PR #7427, opened 2026-01-05
OCPBUGS-70320: enable scale-up from zero with InPlace upgrade

LiangquanLi930:
Enable scale-up from zero with InPlace upgrade. Remove machinedeployment controller and refactor scale-from-zero using instancetype provider abstraction.

Fixes: OCPBUGS-70320

## Checklist:

### DIFF
--- a/cmd/install/install.go
+++ b/cmd/install/install.go
@@ -20,7 +20,6 @@ import (
 	"fmt"
 	"io"
 	"os"
-	"slices"
 	"strconv"
 	"strings"
 	"time"
@@ -142,6 +141,11 @@ type Options struct {
 func (o *Options) Validate() error {
 	var errs []error
 
+	o.ScaleFromZeroProvider = strings.TrimSpace(o.ScaleFromZeroProvider)
+	if len(o.ScaleFromZeroProvider) != 0 {
+		o.ScaleFromZeroProvider = strings.ToLower(o.ScaleFromZeroProvider)
+	}
+
 	switch hyperv1.PlatformType(o.PrivatePlatform) {
 	case hyperv1.AWSPlatform:
 		if (len(o.AWSPrivateCreds) == 0 && len(o.AWSPrivateCredentialsSecret) == 0) || len(o.AWSPrivateRegion) == 0 {
@@ -191,7 +195,7 @@ func (o *Options) Validate() error {
 	}
 
 	// Validate scale-from-zero credentials
-	supportedProviders := []string{"aws"}
+	supportedProviders := set.New("aws")
 	if len(o.ScaleFromZeroCreds) != 0 || len(o.ScaleFromZeroCredentialsSecret) != 0 {
 		// Check mutual exclusivity - only one of file or secret should be provided
 		if len(o.ScaleFromZeroCreds) != 0 && len(o.ScaleFromZeroCredentialsSecret) != 0 {
@@ -201,8 +205,8 @@ func (o *Options) Validate() error {
 		// Provider is required when using scale-from-zero credentials
 		if len(o.ScaleFromZeroProvider) == 0 {
 			errs = append(errs, fmt.Errorf("--scale-from-zero-provider is required when using scale-from-zero credentials"))
-		} else if !slices.Contains(supportedProviders, strings.ToLower(o.ScaleFromZeroProvider)) {
-			errs = append(errs, fmt.Errorf("invalid --scale-from-zero-provider: %s (must be one of: %v)", o.ScaleFromZeroProvider, supportedProviders))
+		} else if !supportedProviders.Has(o.ScaleFromZeroProvider) {
+			errs = append(errs, fmt.Errorf("invalid --scale-from-zero-provider: %s (must be one of: %v)", o.ScaleFromZeroProvider, supportedProviders.UnsortedList()))
 		}
 
 		// Validate credentials file exists and is accessible if provided
--- a/cmd/install/install_test.go
+++ b/cmd/install/install_test.go
@@ -142,14 +142,18 @@ func TestOptions_Validate(t *testing.T) {
 		},
 		"when scale-from-zero provider is missing but creds provided it errors": {
 			inputOptions: Options{
-				PrivatePlatform:    string(hyperv1.NonePlatform),
+				PrivatePlatform:    string(hyperv1.AWSPlatform),
+				AWSPrivateCreds:    "/dev/null",
+				AWSPrivateRegion:   "us-east-1",
 				ScaleFromZeroCreds: "/path/to/creds",
 			},
 			expectError: true,
 		},
 		"when scale-from-zero provider is invalid it errors": {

───

■ The problem
Return the full material exactly.

■ Written reply
PR #7427, opened 2026-01-05
OCPBUGS-70320: enable scale-up from zero with InPlace upgrade

LiangquanLi930:
Enable scale-up from zero with InPlace upgrade. Remove machinedeployment controller and refactor scale-from-zero using instancetype provider abstraction.

Fixes: OCPBUGS-70320

## Checklist:

### DIFF
--- a/cmd/install/install.go
+++ b/cmd/install/install.go
@@ -20,7 +20,6 @@ import (
 	"fmt"
 	"io"
 	"os"
-	"slices"
 	"strconv"
 	"strings"
 	"time"
@@ -142,6 +141,11 @@ type Options struct {
 func (o *Options) Validate() error {
 	var errs []error
 
+	o.ScaleFromZeroProvider = strings.TrimSpace(o.ScaleFromZeroProvider)
+	if len(o.ScaleFromZeroProvider) != 0 {
+		o.ScaleFromZeroProvider = strings.ToLower(o.ScaleFromZeroProvider)
+	}
+
 	switch hyperv1.PlatformType(o.PrivatePlatform) {
 	case hyperv1.AWSPlatform:
 		if (len(o.AWSPrivateCreds) == 0 && len(o.AWSPrivateCredentialsSecret) == 0) || len(o.AWSPrivateRegion) == 0 {
@@ -191,7 +195,7 @@ func (o *Options) Validate() error {
 	}
 
 	// Validate scale-from-zero credentials
-	supportedProviders := []string{"aws"}
+	supportedProviders := set.New("aws")
 	if len(o.ScaleFromZeroCreds) != 0 || len(o.ScaleFromZeroCredentialsSecret) != 0 {
 		// Check mutual exclusivity - only one of file or secret should be provided
 		if len(o.ScaleFromZeroCreds) != 0 && len(o.ScaleFromZeroCredentialsSecret) != 0 {
@@ -201,8 +205,8 @@ func (o *Options) Validate() error {
 		// Provider is required when using scale-from-zero credentials
 		if len(o.ScaleFromZeroProvider) == 0 {
 			errs = append(errs, fmt.Errorf("--scale-from-zero-provider is required when using scale-from-zero credentials"))
-		} else if !slices.Contains(supportedProviders, strings.ToLower(o.ScaleFromZeroProvider)) {
-			errs = append(errs, fmt.Errorf("invalid --scale-from-zero-provider: %s (must be one of: %v)", o.ScaleFromZeroProvider, supportedProviders))
+		} else if !supportedProviders.Has(o.ScaleFromZeroProvider) {
+			errs = append(errs, fmt.Errorf("invalid --scale-from-zero-provider: %s (must be one of: %v)", o.ScaleFromZeroProvider, supportedProviders.UnsortedList()))
 		}
 
 		// Validate credentials file exists and is accessible if provided
--- a/cmd/install/install_test.go
+++ b/cmd/install/install_test.go
@@ -142,14 +142,18 @@ func TestOptions_Validate(t *testing.T) {
 		},
 		"when scale-from-zero provider is missing but creds provided it errors": {
 			inputOptions: Options{
-				PrivatePlatform:    string(hyperv1.NonePlatform),
+				PrivatePlatform:    string(hyperv1.AWSPlatform),
+				AWSPrivateCreds:    "/dev/null",
+				AWSPrivateRegion:   "us-east-1",
 				ScaleFromZeroCreds: "/path/to/creds",
 			},
 			expectError: true,
 		},
 		"when scale-from-zero provider is invalid it errors": {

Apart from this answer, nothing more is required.